マルチメディア/ユニファイドコミュニケーション
 マルチメディアは誤用である。従来は画像や音声など多様な伝達媒体があったが、それをバイナリデータとして統一するのだから、ユニメディアとするべきである。その観点では、ユニファイドコミュニケーションは正しい用法である。
ユビキタス
 昔、コンピュータは磁気テープ装置で擬人化された。その後、パソコンのディスプレイになり、現在は雲(クラウド)になっている。次第に抽象化され人間の姿から遠ざかる傾向がある。
 また、一貫してコンピュータ本体はその対象になっていないのは、偶像化してはならない神聖な存在だからである。この思想は、ITは目には見えないがあまねく存在するというユビキタスの思想へと高められた。すなわち、ITは信仰の対象であり、それを理解しようというのは罪なのである。
要求・要件
 昔は「要求分析」や「要求定義」のように、「要求」一本だった。国語に堪能なIPAは、共通フレーム2007で、「要求」と「要件」に区別し、「要件分析」「要件定義」と書き換えた。これにより、ユーザが「できればいいな」といっただけなのか、「実現を取引の条件とする」としたのかが明確になった。
 世の流れに従い、この共通フレームも「国際標準」に合わせることになった。ところが、英語では要求も要件もrequestである。この分野での文化レベルが低い英語人種に、この機微を伝えることができない。
 それで共通フレーム第2版では、せっかくの区分をあいまいにしてしまった。しかも、英語の「nees」を採用するのに「妄想」と訳すのをためらったので、「要求」との境界もあいまいになってしまった。それで、共通フレームでは、ニーズ、要求、要件が混在している。海外取引先のために英訳するときどうなるのだろう?

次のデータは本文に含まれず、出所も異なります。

PR #168, opened 2026-03-05
fix(usage-api): change User-Agent to avoid Anthropic 429 rate limiting

xiangboit:
## Problem

The usage API consistently returns **429 Too Many Requests** for many users, causing the Usage section to show `⚠` or disappear entirely.

The root cause is the `User-Agent: claude-hud/1.0` header. Anthropic applies **stricter rate limits to non-official User-Agent strings**.

## Evidence

Tested with the same OAuth token, same IP, same time — only the User-Agent differs:

```
$ curl -s -o /dev/null -w "%{http_code}" \
  -H "User-Agent: claude-hud/1.0" \
  -H "Authorization: Bearer $TOKEN" \
  -H "anthropic-beta: oauth-2025-04-20" \
  https://api.anthropic.com/api/oauth/usage
429

$ curl -s -o /dev/null -w "%{http_code}" \
  -H "User-Agent: claude-code/2.1" \
  -H "Authorization: Bearer $TOKEN" \
  -H "anthropic-beta: oauth-2025-04-20" \
  https://api.anthropic.com/api/oauth/usage
200
```

This is reproducible across different accounts and networks.

## Fix

Change the User-Agent from `claude-hud/1.0` to `claude-code/2.1`.

This is a one-line change in `src/usage-api.ts`.

## Discussion

This is intentionally submitted as a minimal fix to unblock users. There are a few directions the maintainer might prefer:

1. **Accept as-is** — pragmatic fix, matches what Claude Code itself sends
2. **Use a different UA** — e.g. `claude-code/2.1 (claude-hud/0.0.9)` to retain identification while keeping the official prefix
3. **Report upstream** — file an issue with Anthropic about the UA-based rate limiting so plugins can use their own identity

Happy to adjust the UA string based on your preference.

## Validation

- `npm run build` ✅
- `npm test` — 213 pass, 0 fail, 1 skip ✅
- Manual verification: Usage displays correctly after change ✅
- Only `src/` modified per CONTRIBUTING.md ✅

## Related

- #164 (added proxy support for usage API)
- #167 (fixed proxy CONNECT tunnel)

### DIFF
--- a/src/usage-api.ts
+++ b/src/usage-api.ts
@@ -48,6 +48,7 @@ const CACHE_FAILURE_TTL_MS = 15_000; // 15 seconds for failed requests
 const KEYCHAIN_TIMEOUT_MS = 3000;
 const KEYCHAIN_BACKOFF_MS = 60_000; // Backoff on keychain failures to avoid re-prompting
 const USAGE_API_TIMEOUT_MS_DEFAULT = 15_000;
+export const USAGE_API_USER_AGENT = 'claude-code/2.1';
 
 interface CacheFile {
   data: UsageData;
@@ -662,7 +663,7 @@ function fetchUsageApi(accessToken: string): Promise<UsageApiResult> {
       headers: {
         'Authorization': `Bearer ${accessToken}`,
         'anthropic-beta': 'oauth-2025-04-20',
-        'User-Agent': 'claude-code/2.1',
+        'User-Agent': USAGE_API_USER_AGENT,
       },
       timeout: timeoutMs,
       agent: proxyUrl ? createProxyTunnelAgent(proxyUrl) : undefined,
--- a/tests/usage-api.test.js
+++ b/tests/usage-api.test.js
@@ -9,6 +9,7 @@ import {
   getUsageApiTimeoutMs,
   isNoProxy,
   getProxyUrl,
+  USAGE_API_USER_AGENT,
 } from '../dist/usage-api.js';
 import { mkdtemp, rm, mkdir, writeFile } from 'node:fs/promises';
 import { tmpdir } from 'node:os';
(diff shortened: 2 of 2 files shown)


joncchen:
**Supporting this PR.** We were seeing frequent 429 timeouts from the usage API throughout today's sessions, causing the Usage section to show `⚠` or go blank. After applying this one-line UA change locally, the API returns 200 consistently and the 429s stopped completely.

Minimal change, clear root cause, and the PR author's evidence (same token, same IP, different UA → different status code) matches exactly what we observed. +1 to merge.

Dbochman:
Confirming this fix worked for me, I was similarly seeing 429's for usage.

jarrodwatts (approved):
Maintainer follow-up pushed with a narrow regression check. Verified locally with npm test and green CI on the updated branch.

xiangboit:
## Follow-up: Corrected analysis — rate limiting is per-token, not per-UA

After more controlled testing, I found my original analysis was incomplete. The 429s are **not caused by the User-Agent string itself**.

### Test methodology

Sent rapid sequential requests with the same OAuth token, varying only the User-Agent:

```
Group A: claude-hud/1.0     → #1-4: 200, #5-10: 429
Group B: claude-code/2.1    → #1-10: 429 (rate limit already hit by Group A)
Group C: unique random UA   → #1-10: 429 (same)
```

After cooldown, all three UA strings return 200 equally. The limit is **per-token with a sliding window (~4-5 req/min)**, not per-UA.

The only hard rule observed: **empty User-Agent always gets 429**, regardless of rate limit state.

### Why the UA change appeared to fix it

When I changed the UA and restarted the terminal, enough cooldown time had naturally passed. It was correlation, not causation.

### Real root cause for multi-terminal users

Multiple terminals share the same token but each independently fetches when their local cache expires (~60s TTL). With 3+ terminals, cache expiration overlap easily exceeds the ~4-5 req/min threshold.

A potential improvement would be cross-process request deduplication (e.g. file-based fetch lock), so only one terminal fetches at a time while others serve stale cache. Happy to contribute if that direction is welcome.

Apologies for the incorrect initial analysis. The merged change is harmless but not the fix I originally claimed.

xiangboit:
To add some context: this isn't just a theoretical edge case. As a daily Claude Code user with multiple terminal splits, the Usage display breaks frequently throughout the day — showing `⚠` or going blank for extended periods. The 60s cache helps but doesn't fully solve it when 3-4 terminals expire around the same time.

Would love to see this stabilized, whether through a fetch lock, longer cache TTL, or another approach. Happy to help implement whatever direction you prefer.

 ところで「経営者の想いを実現する」というときの「想い」とは何なのだろう? 「要件」を合理性や形式性があるもの(共通フレーム第2版)だとすれば、ほとんどの「想い」は「要件」ではないし、その変換過程で、当初の想いとは大きく乖離した要件になろう。
リッチクライアント/シンクライアント
 消費者ニーズが成熟化してくると、ありきたりのパソコンでは見向きもされない。一攫千金を夢見る人向けのリッチクライアント、ダイエットを気にしている人向けのシンクライアントが注目されている。
 リッチクライアントでは、株価情報をダウンロードしながら人生ゲームを楽しめる機能を搭載する。動画や音声の品質がよいことが宣伝されているが、それによって、株の選択が容易になるのではないことに留意する必要がある。
 シンクライアントでは、余計な機能を一切排除してスリム化を図っているが、ダイエット食品と同じように、排除した分だけ安価にするどころか、通常よりも高い価格に設定することにより、利用者の優越感を高めているのが特徴である。
ロングテール現象
 ロングテールとは、ウェディングドレスや十二単などの長い裾部分のこと。歴史的には、女性の社会進出に伴い、次第に裾が短くなってきたのに対して、繊維業界が長い裾の価値を再認識させようと努力した結果、裾の部分が全体の売上に占める割合を増大させたことが発端である。
 それから転じて、通常では売れないガラクタも、インターネット販売ではそれなりの売上が見込める現象のことをいう。しかし、裾部分だけを売ろうとしたのでは商売にならないことを留意する必要がある。